Drugs commonly used to prevent HIV transmission from mother to child during pregnancy are not associated with a higher risk of adverse birth outcomes, according to the results of a clinical trial published in the New England Journal of Medicine.
A regimen of three antiretroviral drugs is the standard of care for pregnant women living with human immunodeficiency virus (HIV). When women receive such drugs during pregnancy, the risk of passing the virus to their infants falls to less than 1 in 100.
“All pregnant women living with HIV need these medications to prevent transmission, and it is important to use the safest drugs available to accomplish this goal,” said study co-author Dr. Ellen Chadwick, professor of Pediatrics in the Division of Infectious Diseases and a member of the Institute for Public Health and Medicine.
Recently, a trial called PROMISE conducted in sub-Saharan Africa and India raised concerns about the safety of one such antiretroviral regimen. The study found that pregnant women who received a combination of antiretroviral therapies known as TDF–FTC–LPV/r (tenofovir disoproxil fumarate, emtricitabine and ritonavir-boosted lopinavir) were more than twice as likely to have infants born very prematurely or at a very low birth weight as compared to those who received a regimen of ZDV–3TC–LPV/r (zidovudine, lamivudine and ritonavir-boosted lopinavir).
The World Health Organization currently recommends a TDF-FTC-based regimen as first-line therapy for all HIV-infected adults, including pregnant women. As such, investigators wanted to assess whether the risks identified in the PROMISE trial also translated to other settings, as well as to all TDF-FTC-based regimens, which are commonly used in the U.S.
In the current study, investigators compared the risk of adverse birth outcomes among women taking one of three drug combinations during pregnancy: the two previously studied in PROMISE, and a third TDF-FTC-based regimen with a different protease inhibitor, called ATV/r.

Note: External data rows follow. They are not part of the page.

PR #42439, opened 2026-09-09
fix(companion): annotating no longer swallows scroll for the shared app (JARVIS-1773)

alex-nork:
Fixes JARVIS-1773

## Problem

Selecting the annotation tool on the macOS companion locks up the shared screen. The watch frame is a transparent floating window sized to the shared surface, and `setAnnotating` makes it take the mouse (`setIgnoreMouseEvents(false)`) so the user can draw. A window taking presses takes the wheel with them, so every scroll and every click that is not a stroke lands in the frame and never reaches the app underneath.

## Fix

Electron has no way to forward a wheel event through a window that is taking the mouse, so the frame steps aside instead:

- The drawing layer (`companion-share-annotation.tsx`) reports the first wheel event it receives over a new `vellum:companion:setFrameScrolling` channel.
- Main flips the frame to `setIgnoreMouseEvents(true, { forward: true })`. The rest of the scroll reaches the shared app, and forwarded mouse-move still reaches the renderer (the same mechanism the pill's hover uses).
- On the first forwarded pointer move (or press) the renderer asks for the mouse back and main makes the frame interactive again. A scrolling hand does not move the pointer; a pointing hand does.
- The mode stays on the whole time. A wheel event mid-stroke is ignored so the captured drag and its `released` are never lost. Either edge of the mode, and a freshly opened frame window, forget any scroll the frame stepped aside for, so the mode can never come on click-through.

Cost: the single wheel event that reached the frame is spent finding out the user is scrolling. On a trackpad that is the gesture's first tick.

## Tests

- `clients/macos/src/main/companion-window.test.ts`: 5 new cases (step aside on scroll, take back on move, refused off the mode, forgotten on either edge, fresh frame takes the mouse). 237 pass.
- `clients/web/src/components/companion-share-annotation.test.tsx`: 5 new cases (first wheel reports once, move reclaims, press reclaims, mid-stroke wheel ignored, nothing said when nothing scrolled). 19 pass.
- `companion-watch-frame-page.test.tsx`: 34 pass.
- `tsc --noEmit` clean for `clients/macos`, `clients/web`, `packages/ipc-contract`.

Not verified in a running app: whether macOS re-routes the remainder of an in-progress scroll gesture to the window below once the frame goes click-through, or latches it to the frame until the gesture ends. In the latter case the first scroll gesture after moving the pointer is lost and the next one works; either way the shared app is no longer locked.

https://claude.ai/code/session_01AZTyGdrVc4zr5tsyDr262w

### DIFF
--- a/clients/macos/native/mac-helper/Sources/MacHelperExecutable/main.swift
+++ b/clients/macos/native/mac-helper/Sources/MacHelperExecutable/main.swift
@@ -563,6 +563,11 @@ final class MacHelper: @unchecked Sendable {
     /// Watch every scroll on the desktop for the moment it stops, or stop
     /// watching. Idempotent: a second enable keeps the monitor it has, and
     /// a disable with none up is nothing to take down.
+    ///
+    /// The watch is asked for by a scroll already under way: the caller saw
+    /// the first wheel event itself, and that one is over before the monitor
+    /// is up. A single tick is a whole scroll, so the end is scheduled on
+    /// enable and only pushed out by whatever the monitor sees after.
     private func setScrollWatch(enable: Bool) throws -> [String: Any] {
         if !enable {
             removeScrollMonitor()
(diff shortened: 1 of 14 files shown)


alex-nork:
@codex review this PR again — the previous issues have been fixed in commit 9ab44cfef0

alex-nork:
@codex review this PR again — the previous issues have been fixed in commit e44059f33e

PR #42440, opened 2026-09-09
fix(oauth): strip response cookies, handle provider redirects safely, harden the CLI

noanflaherty:
## Summary

- Strip `set-cookie` and `set-cookie2` from a proxied provider response. The request side already strips inbound `cookie`, so a provider cookie can never round-trip; forwarding it only plants provider state on the daemon/gateway origin.
- Move a provider's 3xx target off `location` and onto `x-vellum-proxy-location`, keeping the 3xx status. The grant in `VELLUM_OAUTH_PROXY_TOKEN` is a live credential for the daemon, and a client that keeps `Authorization` across hosts (`curl --location-trusted`, a hand-rolled redirect loop) would hand it to the third-party provider on the first hop. Under a name no HTTP client follows, the target stays readable and stops being reachable by accident.
- Drop provider-supplied `x-vellum-*` response headers, so a provider cannot author the header the proxy now emits. This matches the request side, which already strips inbound `x-vellum-*`.
- Reuse `findContentTypeHeader` from `util/oauth-request-body.ts` for the content-type lookup instead of the module's private `findHeader`; what is left is narrowed to the `connection` lookup it is the only other caller of.
- Wrap the `oauth proxy-url` action in try/catch like its sibling oauth commands, so a throw (an unreachable socket, an abort) reports through the CLI error envelope with exit code 1 instead of surfacing as an unhandled rejection.

## Location: why rename rather than rewrite

A rewrite onto the proxy base only covers a redirect that points back at the connection's own API base. Providers overwhelmingly redirect to a different host (a CDN, a signed storage URL), which a rewrite would have to strip anyway, and this module has neither the connection's base URL nor the caller-visible proxy base. Renaming cannot leak the grant for any target, same-host or cross-host.

To rewrite instead, the route would have to pass both: the resolved connection's API base (`BYOOAuthConnection.baseUrl` is `private` today, so the connection class needs an accessor) and the proxy base the caller reached (`args.rawUrl.origin` + `PROXY_PATH_PREFIX` + the provider segment).

## Follow-up owed by the route owner

`assistant/src/runtime/routes/__tests__/oauth-proxy-routes.test.ts:470` ("hands the caller the provider's redirect rather than following it") still asserts `response.headers.get("location")`. It must become `response.headers.get("x-vellum-proxy-location")`; every other test in that file passes. `assistant/src/oauth/AGENTS.md` also still says a 3xx comes back "with its \`Location\` intact". Both files are outside this PR's ownership.

## Response `Link` headers

A paginating client that follows `Link: <...>; rel="next"` with its proxy bearer would leak it the same way. That is explicit application logic rather than automatic redirect following, and stripping `Link` would break pagination for every well-behaved consumer, so it is left alone.

Fixes gaps found in self-review of plan oauth-proxy-passthrough.md.

### DIFF
--- a/assistant/src/cli/commands/oauth/proxy-url.test.ts
+++ b/assistant/src/cli/commands/oauth/proxy-url.test.ts
@@ -1,6 +1,7 @@
 import { beforeEach, describe, expect, mock, test } from "bun:test";
 
 const ipcCalls: Array<{ method: string; params: unknown }> = [];
+const ipcExits: Array<unknown> = [];
 
 let ipcResult: {
   ok: boolean;
@@ -9,12 +10,20 @@ let ipcResult: {
   statusCode?: number;
 } = { ok: true };
 
+let ipcThrow: Error | null = null;
+
 mock.module("../../../ipc/cli-client.js", () => ({
   cliIpcCall: async (method: string, params: unknown) => {
     ipcCalls.push({ method, params });
+    if (ipcThrow) {
+      throw ipcThrow;
+    }
     return ipcResult;
   },
+  // The real helper writes to stderr and exits the process, so it never
+  // returns. Throwing is the closest a double can get to `never`.
   exitFromIpcResult: (r: { error?: string }) => {
+    ipcExits.push(r);
     throw new Error(r.error ?? "IPC error");
   },
 }));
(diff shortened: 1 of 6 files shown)


noanflaherty:
CI is red on exactly one assertion, and it is in a file this PR does not own.

`assistant/src/runtime/routes/__tests__/oauth-proxy-routes.test.ts:484`, in "hands the caller the provider's redirect rather than following it", still reads:

```ts
expect(response.headers.get("location")).toBe(
  "https://files.stripe.com/blob/abc",
);
```

It needs to become:

```ts
expect(response.headers.get("location")).toBeNull();
expect(response.headers.get("x-vellum-proxy-location")).toBe(
  "https://files.stripe.com/blob/abc",
);
```

Every other test in that file passes (37/38 locally, and the CI failure list has this one entry). `assistant/src/oauth/AGENTS.md` also still states that a 3xx comes back "with its \`Location\` intact", which the § Byte fidelity section needs to reflect. Both belong to the route/docs owner.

The study used data from two large U.S. multi-site cohorts of HIV-infected pregnant women and their infants, known as PHACS and IMPAACT, and included 4,646 birth outcomes.
The investigators found that the risk of adverse birth outcomes was similar among all three drug regimens, in contrast to findings from the PROMISE trial. There was no increased risk of prematurity or low birth weight with TDF–FTC–LPV/r than with ZDV–3TC–LPV/r or TDF–FTC–ATV/r among U.S. women in the study.
“It is reassuring to see that some of the most commonly used anti-HIV drugs in pregnancy, when used in the United States, did not raise the same safety concerns as seen in lower-resourced settings,” Dr. Chadwick said.
The study was led by investigators at the Harvard T.H. Chan School of Public Health. The Pediatric HIV/AIDS Cohort Study (PHACS) was supported by the Eunice Kennedy Shriver National Institute of Child Health and Human Development (NICHD) with co-funding from the National Institute on Drug Abuse, the National Institute of Allergy and Infectious Diseases (NIAID), the Office of AIDS Research, the National Institute of Mental Health (NIMH), the National Institute of Neurological Disorders and Stroke, the National Institute on Deafness and Other Communication Disorders, the National Heart, Lung, and Blood Institute, the National Institute of Dental and Craniofacial Research, and the National Institute on Alcohol Abuse and Alcoholism, through cooperative agreements with the Harvard T.H. Chan School of Public Health (HD052102) and the Tulane University School of Medicine (HD052104). Data-management services were provided by the Frontier Science and Technology Research Foundation, and regulatory services and logistical support were provided by Westat. Overall support for the International Maternal Pediatric Adolescent AIDS Clinical Trials (IMPAACT) Network was provided by the NIAID of the National Institutes of Health (NIH) under award numbers UM1AI068632 (IMPAACT LOC), UM1AI068616 (IMPAACT SDMC), and UM1AI106716 (IMPAACT LC), with co-funding from the NICHD and the NIMH.